PR #93, opened 2019-09-17
PCX-388 Localization fallback

siebeprojects:
Replace individual language files stored in the Payment Network and Session objects with a global Localization class.
This allows the Android SDK to provide a fallback mechanism if the language file of a network does not contain the translation.


payment/src/main/java/net/optile/payment/ui/service/PaymentSessionService.java
```diff
@@ -99,45 +109,85 @@ public void loadPaymentSession(final String listUrl, final Context context) {
...
 
-        return new PaymentSession(listResult, presetCard, accountCards, networkCards, validator, lang);
+    private void loadLocalization(Context context, Map<String, PaymentNetwork> networks) throws PaymentException {
+        Localization loc = Localization.getInstance();
+        URL langUrl = null;
+        String code = null;
+        for (PaymentNetwork network : networks.values()) {
+            langUrl = network.getLink("lang");
+            if (langUrl == null) {
+                throw createPaymentException("Missing 'lang' link in PaymentNetwork", null);
```
hjhill: Would it make sense to include the network code here (better debugging)?

payment/src/main/java/net/optile/payment/ui/service/PaymentSessionService.java
```diff
@@ -99,45 +109,85 @@ public void loadPaymentSession(final String listUrl, final Context context) {
...
-
         PresetCard presetCard = createPresetCard(listResult, networks);
         List<AccountCard> accountCards = createAccountCards(listResult, networks);
         List<NetworkCard> networkCards = createNetworkCards(networks, groups);
+        return new PaymentSession(listResult, presetCard, accountCards, networkCards, validator);
+    }
 
-        return new PaymentSession(listResult, presetCard, accountCards, networkCards, validator, lang);
+    private void loadLocalization(Context context, Map<String, PaymentNetwork> networks) throws PaymentException {
+        Localization loc = Localization.getInstance();
```
hjhill: As @siebeprojects and me found out when talking about this, the localization cache should be cleared when the `listUrl` changes.

payment/src/main/java/net/optile/payment/core/Localization.java
```diff
@@ -0,0 +1,251 @@
...
+import android.text.TextUtils;
+import net.optile.payment.R;
+import net.optile.payment.model.Interaction;
+
+/**
+ * Class holding the localization files and local translations.
+ * If the translation is not available in a localization file with the given name, it will try to obtain the translation from the shared file.
+ * If the shared file is not set or does not contain the translation, then it will try to obtain the translation from the local translations map.
+ */
+public final class Localization {
```
hjhill: This class definitely does too much:
- handling localization keys
- handling local translations
- handling a shared translation "file" (loaded from a URL)
- handling translation "files" (also loaded from a URL)

payment/src/main/java/net/optile/payment/core/Localization.java
```diff
@@ -0,0 +1,251 @@
...
+    }
+
+    /**
+     * Helper method to check if a translation exist for the account hint.
+     *
+     * @param fileName the name of the Properties file
+     * @param account name of the account
+     * @return true if it has a translation for the account hint, false otherwise
+     */
+    public static boolean hasAccountHint(String fileName, String account) {
```
hjhill: Do you really need a separate method for that? If the result is `true`, you probably still need the translation somewhere...

payment/src/main/java/net/optile/payment/ui/service/PaymentSessionService.java
siebeprojects: The network code has now been added to the exception message.

payment/src/main/java/net/optile/payment/core/Localization.java
siebeprojects: Key creation and definition of static key values have been moved to LocalizationKey class.

payment/src/main/java/net/optile/payment/core/Localization.java
siebeprojects: Yes, it is needed. At this stage, we only need to tell the Widget if it should show a little hint '?' icon. The translation of the hint is only needed when a PopupDialog is created by the presenter. The widget itself does not create the PopupDialog and thus does not need to store or have access to the actual translation of the popup message, image and button labels.

payment/src/main/java/net/optile/payment/ui/service/PaymentSessionService.java
siebeprojects: This is implemented in the PaymentSessionService where the ApplicableNetwork and Payment page properties files are loaded. If the new listUrl is different than the one used for loading the previous payment methods then the Localization will first be cleared.

PR #109, opened 2020-03-18
Pcx 428 change button label to ok

siebeprojects:


payment/src/main/res/values/strings.xml
```diff
@@ -19,5 +19,5 @@
     <string name="pmlocal_button_cancel">Cancel</string>
     <string name="pmlocal_button_retry">Retry</string>
     <string name="pmlocal_button_update">Update</string>
-    <string name="pmlocal_button_ok">OK</string>
+    <string name="pmlocal_button_ok">Ok</string>
```
hjhill: Are you sure it should be "Ok" and not "OK"? I've never seen it this way...

siebeprojects: According to my designer yes, it is "Ok". 
And so does this designer website use:
https://uxmovement.com/buttons/why-ok-buttons-in-dialog-boxes-work-best-on-the-right/

darklynx: @siebeprojects the very last comment of on the page refer is contradicting to yours statment :)

darklynx: Mac OS designers are also disagree: 
Screenshot 2020-03-18 at 20 33 03

darklynx: Also: https://www.google.com/search?q=iPhone+dialogs+with+OK&tbm=isch

PR #113, opened 2020-03-27
PCX-484: Refactor localisation in own service

siebeprojects:


payment/src/main/java/net/optile/payment/localization/Localization.java
```diff
@@ -44,179 +31,130 @@ public static Localization getInstance() {
...
-     * Helper method to obtain the translation for the error from the specified file.
+     * Helper method to obtain the translation for the given key from the localization file.
      *
-     * @param fileName name of the localization file
-     * @param error the error which should be translated
+     * @param networkCode name of the localization file
+     * @param key of the translation
      * @return the translation or null if not found
      */
-    public static String translateError(String fileName, String error) {
```
hjhill: @siebeprojects can you move the method `translateError` back here? This would reduce the number of changes, making reviewing simpler...

payment/src/main/java/net/optile/payment/ui/page/ChargePaymentPresenter.java
```diff
@@ -137,28 +143,59 @@ private void handleLoadSessionOk(PaymentSession session) {
...
+    /**
+     * {@inheritDoc}
+     */
+    @Override
+    public void onLocalizationError(Throwable cause) {
+        PaymentResult result = PaymentResult.fromThrowable(cause);
+        if (result.hasError()) {
+            handleLoadingError(result);
+        } else {
+            closeWithCanceledCode(result);
```
hjhill: A `PaymentResult.fromThrowable` that has no error? This is a strange concept...

payment/src/main/java/net/optile/payment/localization/LocalLocalizationHolder.java
```diff
@@ -0,0 +1,65 @@
...
+    private final Map<String, String> map;
+
+    /**
+     * Construct a new local localization holder
+     *
+     * @param context containing the local localizations
+     */
+    public LocalLocalizationHolder(Context context) {
+        this.map = new HashMap<>();
+        map.put(BUTTON_OK, context.getString(R.string.pmlocal_button_ok));
```
hjhill: Better use either `this.map` or `map`, not both.

payment/src/main/java/net/optile/payment/localization/Localization.java
siebeprojects: I try that but obviously not always successful. 
There are commits like PCX-484: Code cleanup and beautifying

payment/src/main/java/net/optile/payment/ui/page/ChargePaymentPresenter.java
siebeprojects: At the moment when we receive a 404 from the network, we do throw a PaymentException in the network class which ends up to be a Throwable in the service presenter. The error result of the 404 response may contain a JSON Object with Interaction Code. 

When we have a real error like IOException then result.hasError() would be true. But in any other case when we have a valid Interaction code received from the backend it is not treated as an internal SDK error and therefor result.hasError() will return false.

The next ticket PCX-500 will change this behaviour as we will be simplifying this error handling.

payment/src/main/java/net/optile/payment/localization/PropLocalizationHolder.java
```diff
@@ -0,0 +1,39 @@
...
+        this.properties = properties;
+    }
+
+    /**
+     * {@inheritDoc}
+     */
+    @Override
+    public String translate(String key, String defValue) {
+        String value = properties.getProperty(key);
+        return TextUtils.isEmpty(value) ? defValue : value;
```
hjhill: This logic is repeated everywhere - wouldn't it be better to have a `translate(String key)` method (returning `null` if the key is not found) and introduce the default value elsewhere, for example
- in a level above the `LocalizationHolder`s 
- in a default `translate(String key, String defValue)` in the `LocalizationHolder` interface (slightly uglier than the other alternative, but still better than lots of repetition)?

payment/src/main/java/net/optile/payment/localization/Localization.java
```diff
@@ -10,30 +10,17 @@
...
 public final class Localization {
-    private final Map<String, Properties> files;
-    private LocalTranslations localTranslations;
-    private Properties sharedFile;
-    private String localizationId;
-
-    private Localization() {
-        this.files = new HashMap<>();
-    }
+    private Map<String, LocalizationHolder> networks;
```
hjhill: I have the feeling that re-using a single instance of this is not really worthwhile - could we make it immutable and use a new instance each time?

payment/src/main/java/net/optile/payment/ui/service/LocalizationService.java
```diff
@@ -0,0 +1,181 @@
...
+import net.optile.payment.localization.MultiLocalizationHolder;
+import net.optile.payment.network.LocalizationConnection;
+import net.optile.payment.ui.model.PaymentNetwork;
+import net.optile.payment.ui.model.PaymentSession;
+
+/**
+ * The LocalizationService providing asynchronize loading of the localizations needed for presenting the list of payment networks and showing errors.
+ * This service makes callbacks in the listener to notify of request completions.
+ */
+public final class LocalizationService {
```
hjhill: The way it is now, this is more of a `LocalizationContentLoaderService`.

payment/src/main/java/net/optile/payment/ui/page/ChargePaymentPresenter.java
hjhill: OK; otherwise I would have asked if this could be `hasInternalError` or `hasLoadingError` or something like this...

payment/src/main/java/net/optile/payment/localization/Localization.java
siebeprojects: I am leaving the single instance as it is for now. It has its advantages because setting holders in the Localization Object per payment session happens in two stages, 1. it is initialised with the local translations, 2 when we have loaded additional translations from the backend it is updated with the remote ones.

payment/src/main/java/net/optile/payment/localization/LocalLocalizationHolder.java
siebeprojects: this. is removed

payment/src/main/java/net/optile/payment/localization/PropLocalizationHolder.java
siebeprojects: The default value is now completely removed from Localization. 
Indeed it was not needed and not used by any classes in the SDK.

payment/src/main/java/net/optile/payment/localization/Localization.java
siebeprojects: The Localization class has now been made immutable and a new instance will be created each time. It is still required to have a current instance of the Localization class so this can now be set and retrieved through the get and set instance methods in the Localization class.

payment/src/main/java/net/optile/payment/localization/MultiLocalizationHolder.java
```diff
@@ -30,15 +30,13 @@ public MultiLocalizationHolder(LocalizationHolder... holders) {
...
      */
     @Override
-    public String translate(String key, String defValue) {
-        String value;
+    public String translate(String key) {
         for (LocalizationHolder holder : holders) {
-            value = holder.translate(key, null);
-
+            String value = holder.translate(key);
             if (!TextUtils.isEmpty(value)) {
```
hjhill, line 36: You should probably only check for `null` here.

payment/src/main/java/net/optile/payment/localization/Localization.java
```diff
@@ -154,9 +154,14 @@ public String getNetworkTranslation(String networkCode, String key, String defVa
      * @return the translation or defValue if the translation was not found
      */
     public String getSharedTranslation(String key, String defValue) {
-        return shared != null ? shared.translate(key, defValue) : defValue;
+        return getTranslationFromHolder(shared, key, defValue);
     }
 
+    private String getTranslationFromHolder(LocalizationHolder holder, String key, String defValue) {
+        String value = holder != null ? holder.translate(key) : null;
+        return TextUtils.isEmpty(value) ? defValue : value;
```
hjhill: You should probably only check for `null` here.

payment/src/main/java/net/optile/payment/localization/MultiLocalizationHolder.java
siebeprojects: It is a requirement to fall back to the next LocalizationHolder when the value is either null or empty.

PR #124, opened 2020-05-15
PCX-780: Refactor Expiry Date field

siebeprojects:


payment/src/main/java/net/optile/payment/ui/widget/DateWidget.java
```diff
@@ -72,113 +52,40 @@ public boolean validate() {
...
-                selYearIndex = i;
-            }
-        }
-        DateDialogFragment dialog = new DateDialogFragment();
-        dialog.setTitle(label);
-        dialog.setValues(selMonthIndex, monthLabels, selYearIndex, yearLabels);
-        dialog.setNeutralButton(dialogButtonLabel);
-        dialog.setListener(this);
-        return dialog;
+        int century = (Calendar.getInstance().get(Calendar.YEAR) / 100);
```
hjhill, line 78: Niggle: This mode of calculation will break with the first use of a credit card valid until 2100 or longer. 😉

payment/src/main/java/net/optile/payment/ui/widget/TextInputWidget.java
```diff
@@ -11,21 +11,19 @@
...
+import net.optile.payment.ui.widget.input.EditTextInputMode;
+import net.optile.payment.ui.widget.input.EditTextInputModeFactory;
 import net.optile.payment.validation.ValidationResult;
 
 /**
  * Widget for handling text input
  */
-public final class TextInputWidget extends InputLayoutWidget {
-    private TextInputMode mode;
+public class TextInputWidget extends InputLayoutWidget {
```
hjhill, line 26: Why was `final` removed?

payment/src/main/java/net/optile/payment/ui/widget/input/EditTextWatcher.java
```diff
@@ -0,0 +1,88 @@
...
+     * {@inheritDoc}
+     */
+    @Override
+    public void afterTextChanged(final Editable editable) {
+        if (internalLock) {
+            return;
+        }
+        internalLock = true;
+        validate(editable);
+        internalLock = false;
```
hjhill, line 67:
```suggestion
        try {
            validate(editable);
        } finally {
            internalLock = false;
        }
```

payment/src/main/java/net/optile/payment/ui/widget/TextInputWidget.java
siebeprojects: It can be put back, during implementation I made DateWidget extend from TextInputWidget but this is not the case anymore. I will put it back.

payment/src/main/java/net/optile/payment/ui/widget/input/EditTextWatcher.java
siebeprojects: Yes, that is a better way, will change it.

payment/src/main/java/net/optile/payment/ui/widget/input/EditTextWatcher.java
```diff
@@ -0,0 +1,88 @@
...
+/**
+ * Base class for EditText watchers
+ */
+public class EditTextWatcher implements TextWatcher {
+
+    final EditText editText;
+    String beforeText;
+    int beforeStart;
+    int beforeCount;
+    int beforeAfter;
```
hjhill, line 24: `beforeAfter` is a super-strange name. This is the length of the replacement text, right? (It might be best to change some of the other names beginning with `before...` to have a consistent naming that conveys the meaning of all of those fields).

payment/src/main/java/net/optile/payment/ui/widget/input/GroupingTextWatcher.java
```diff
@@ -4,42 +4,33 @@
...
     private static final String STRING_DIVIDER = " ";
 
-    private final EditText editText;
     private final int groupSize;
     private final int dividerModulo;
     private final String inputRegex;
     private final Pattern inputPattern;
 
-    private String previousText = "";
-    private int deleteLength;
```
hjhill, line 25: I like those names much better than `before...` (especially `beforeAfter`).

payment/src/main/java/net/optile/payment/validation/Validator.java
```diff
@@ -36,6 +36,8 @@
     public final static int MAXLENGTH_IBAN = 34;
     public final static int MAXLENGTH_BIC = 11;
 
+    public final static int MAX_EXPIRY_YEAR = 15;
```
hjhill, line 39: Caution! There seem to be credit cards with much longer expiration dates - see the last sentence of https://stackoverflow.com/a/2500654/32316...

payment/src/main/java/net/optile/payment/ui/widget/input/EditTextWatcher.java
```diff
@@ -0,0 +1,88 @@
...
+    boolean internalLock;
+
+    public EditTextWatcher(EditText editText) {
```
hjhill, line 27: Do you really need the reference to the `EditText`? What is it used for?

payment/src/main/java/net/optile/payment/ui/widget/input/ExpiryDateInputMode.java
```diff
@@ -0,0 +1,45 @@
...
+    }
+
+    /**
+     * {@inheritDoc}
+     */
+    @Override
+    public void apply(TextInputEditText editText) {
+        InputFilter[] filters = new InputFilter[1];
+        filters[0] = new InputFilter.LengthFilter(maxLength);
+        editText.setFilters(filters);
```
hjhill, line 40: Same number of lines but maybe a bit easier to read:
```suggestion
        editText.setFilters(new InputFilter[] {
            new InputFilter.LengthFilter(maxLength);
        });
```

payment/src/main/java/net/optile/payment/ui/widget/DateWidget.java
siebeprojects: This is now fixed with windowing of -30 and +70 years.

payment/src/main/java/net/optile/payment/ui/widget/input/EditTextWatcher.java
siebeprojects: Added the try finally catch to reset the lock in case of an exception

payment/src/main/java/net/optile/payment/ui/widget/input/ExpiryDateInputMode.java
siebeprojects: Changed this in the ExpiryDateInputMode and also in the other modes.

payment/src/main/java/net/optile/payment/ui/widget/input/EditTextWatcher.java
siebeprojects: yes, both children ExpiryDateTextWatcher and GroupingTextWatcher need the EditText reference to manipulate the cursor position in the EditText. Since you cannot do that through the Editable. I didnt want the TextWatcher to have a reference to the InputMode.

payment/src/main/java/net/optile/payment/ui/widget/input/GroupingTextWatcher.java
siebeprojects: Changed the names back to the original ones

payment/src/main/java/net/optile/payment/validation/Validator.java
siebeprojects: Changed the expiration date to 50 years

payment/src/main/java/net/optile/payment/ui/widget/input/EditTextWatcher.java
siebeprojects: Changed the names back to the previous names

payment/src/main/java/net/optile/payment/ui/widget/input/EditTextWatcher.java
hjhill: Good point - OK, we'll have to live with that unless we want to do a big refactoring on the duplicate class hierarchy.

PR #126, opened 2020-05-28
PCX-840: Obtain NetworkService through code and method

siebeprojects:


payment/src/main/java/net/optile/network/basic/BasicNetworkServiceFactory.java
```diff
@@ -23,42 +24,23 @@
      * {@inheritDoc}
      */
     @Override
-    public boolean isNetworkSupported(ApplicableNetwork network) {
-        String code = network.getCode();
-
-        // This service only supports redirect Paypal
-        if (PaymentNetworkCodes.PAYPAL.equals(code)) {
-            return network.getRedirect();
+    public boolean isSupported(String code, String method) {
```
hjhill, line 27: As you're already refactoring: what do you think about naming this method `supports`? It would make for a more natural reading when called and it does not have to adhere to the Bean getter naming convention...

payment/src/main/java/net/optile/payment/model/AccountRegistration.java
```diff
@@ -71,6 +76,43 @@ public void setCode(final String code) {
...
+     * @param method the method to set.
+     */
+    public void setMethod(@PaymentMethod.Definition final String method) {
+        this.method = method;
+    }
+
+    /**
+     * Gets code of button's label what should be used if this network is selected.
+     *
+     * @return Code of button'S label.
```
hjhill, line 101: small typo: "button's" (also below)

payment/src/main/java/net/optile/payment/ui/service/NetworkServiceLookup.java
```diff
@@ -10,46 +10,51 @@
...
+     * Lookup a NetworkService for the network code and payment method
      *
-     * @param code the applicable network code
+     * @param code to be used to lookup a NetworkService
+     * @param method to be used to lookup a NetworkService
      * @return the NetworkService that can handle the network or null if none found
      */
-    public static NetworkService getService(String code) {
-        NetworkServiceFactory factory = getFactory(code);
+    public static NetworkService getService(String code, String method) {
```
hjhill, line 44: This should actually be `createService` as it creates a new object.

siebeprojects: Changed to createService

payment/src/main/java/net/optile/payment/model/AccountRegistration.java
siebeprojects: removed the 's behind button

payment/src/main/java/net/optile/network/basic/BasicNetworkServiceFactory.java
siebeprojects: changed to supports()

········

To do:
Give the number of lines in the data that include the string "extends", please, and nothing else.

Exercise output:
2